バネ部材15a、15bの材質(バネ材料)についても、枠部材14同様に、金属のような導電材料を用いることもできるし、基板13と同様の絶縁材料を用いることもできる。バネ材料として金属材料を用いる場合は、利用する振動の周波数に合わせた共振周波数に対応できるバネ定数を有するバネ材料が用いられる。バネ材料として絶縁材料、特に高分子材料を用いた場合に広い振動周波数域に対応できる共振周波数を有するバネを作製することができる。
高分子材料としては、ポリパラキシリレンまたはその誘導体(ポリパラキシリレン類ともいう。)が好ましい。該ポリパラキシリレン類は、常温の気相中で重合できる特殊なポリマーである。例えば、以下に示されるダイマーを160℃程度で昇華させた後、690℃で熱分解してモノマーとし、常温の真空容器(4Pa程度)に導入して固体表面で重合させることでポリマー(ポリパラキシリレン)が得られる。
【0027】
【化1】

【0028】
ポリパラキシリレン類には幾つかの種類がある。ベンゼン環に塩素が付いた分子構造を有する化合物(商品名parylene−C)は、絶縁破壊強度及び耐薬品性が高く、バネ材料として好適である。

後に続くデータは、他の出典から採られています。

PR #1254, opened 2022-02-02
#1192 - Garden connection UI import/export

### LINKED ISSUE #1192: UI update for garden parameter import/export
Add buttons to the Garden View page to import and export garden connection parameters.

jlrpnbbngtn:
Closes #1192 

#### Testing
Exercise the import and export functionality via the buttons. Note that:
1. There is minimal error checking and almost no validation. If an exported JSON file is mangled, the code makes a best-effort to avoid importing it. But if it's just augmented with garbage (that is otherwise legal JSON), or if it's entirely empty, it will import the garbage into the database. Caveat emptor. 
2. As a note on the STOMP tab says, if there are supposed to be headers but the fields are empty, the page must be refreshed. They should show up then. This is related to a shortcoming with angular-schema-forms and nested structures.

### DIFF
--- a/src/app/beer_garden/events/handlers.py
+++ b/src/app/beer_garden/events/handlers.py
@@ -50,7 +50,7 @@ def garden_callbacks(event: Event) -> None:
         try:
             handler(deepcopy(event))
         except Exception as ex:
-            logger.exception(
-                f"'{handler_tag}' event handler received an error executing callback"
-                f" for {event!r}: {ex}"
+            logger.error(
+                "'%s' handler received an error executing callback for event %s: %s"
+                % (handler_tag, repr(event), str(ex))
             )
--- a/src/app/beer_garden/events/handlers.py
+++ b/src/app/beer_garden/events/handlers.py
@@ -34,20 +34,23 @@ def garden_callbacks(event: Event) -> None:
         logger.debug(f"{event!r}")
 
     # These are all the MAIN PROCESS subsystems that care about events
-    for handler in [
-        beer_garden.application.handle_event,
-        beer_garden.garden.handle_event,
-        beer_garden.plugin.handle_event,
-        beer_garden.requests.handle_event,
-        beer_garden.requests.handle_wait_events,
-        beer_garden.router.handle_event,
-        beer_garden.systems.handle_event,
-        beer_garden.scheduler.handle_event,
-        beer_garden.log.handle_event,
-        beer_garden.files.handle_event,
-        beer_garden.local_plugins.manager.handle_event,
+    for handler, handler_tag in [
+        (beer_garden.application.handle_event, "Application"),
+        (beer_garden.garden.handle_event, "Garden"),
+        (beer_garden.plugin.handle_event, "Plugin"),
+        (beer_garden.requests.handle_event, "Requests"),
+        (beer_garden.requests.handle_wait_events, "Requests wait events"),
+        (beer_garden.router.handle_event, "Router"),
+        (beer_garden.systems.handle_event, "System"),
+        (beer_garden.scheduler.handle_event, "Scheduler"),
+        (beer_garden.log.handle_event, "Log"),
+        (beer_garden.files.handle_event, "File"),
+        (beer_garden.local_plugins.manager.handle_event, "Local plugins manager"),
     ]:
         try:
             handler(deepcopy(event))
         except Exception as ex:
-            logger.exception(f"Error executing callback for {event!r}: {ex}")
+            logger.exception(
+                f"'{handler_tag}' event handler received an error executing callback"
+                f" for {event!r}: {ex}"
+            )
--- a/src/ui/src/js/controllers/admin_garden_view.js
+++ b/src/ui/src/js/controllers/admin_garden_view.js
@@ -56,7 +56,6 @@ export default function adminGardenViewController(
   };
 
   $scope.successCallback = function(response) {
-    console.log('response', response);
     $scope.response = response;
     $scope.data = response.data;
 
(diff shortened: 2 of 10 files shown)


src/app/beer_garden/events/handlers.py
```diff
@@ -34,20 +34,23 @@ def garden_callbacks(event: Event) -> None:
...
-        beer_garden.plugin.handle_event,
-        beer_garden.requests.handle_event,
-        beer_garden.requests.handle_wait_events,
-        beer_garden.router.handle_event,
-        beer_garden.systems.handle_event,
-        beer_garden.scheduler.handle_event,
-        beer_garden.log.handle_event,
-        beer_garden.files.handle_event,
-        beer_garden.local_plugins.manager.handle_event,
+    for handler, handler_tag in [
```
jlrpnbbngtn, line 37: This is a leftover from a previous try. It just makes the error message dumped to the logs be more user friendly.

上記parylene−Cを含め、バネ材料として使用できるポリパラキシリレン類の例を以下に示す。なお、各構造式の下には商品名を示している。
【0029】
【化2】

【0030】
ポリパラキシリレン類を用いたバネには特開2008−174811号公報に記載の方法により導電材料を導入しても良い。
【0031】
<下部ユニットB>
第二の電極21は、第一の電極11と面対称となるパターンで形成された櫛形状のパターン電極であり、第一の電極11と同様、複数のライン状の櫛歯部分と、各櫛歯部分の一端を連絡する直線部とから構成され、直線部の末端が、図示しない配線によって電源回路部4の整流回路41に接続されている。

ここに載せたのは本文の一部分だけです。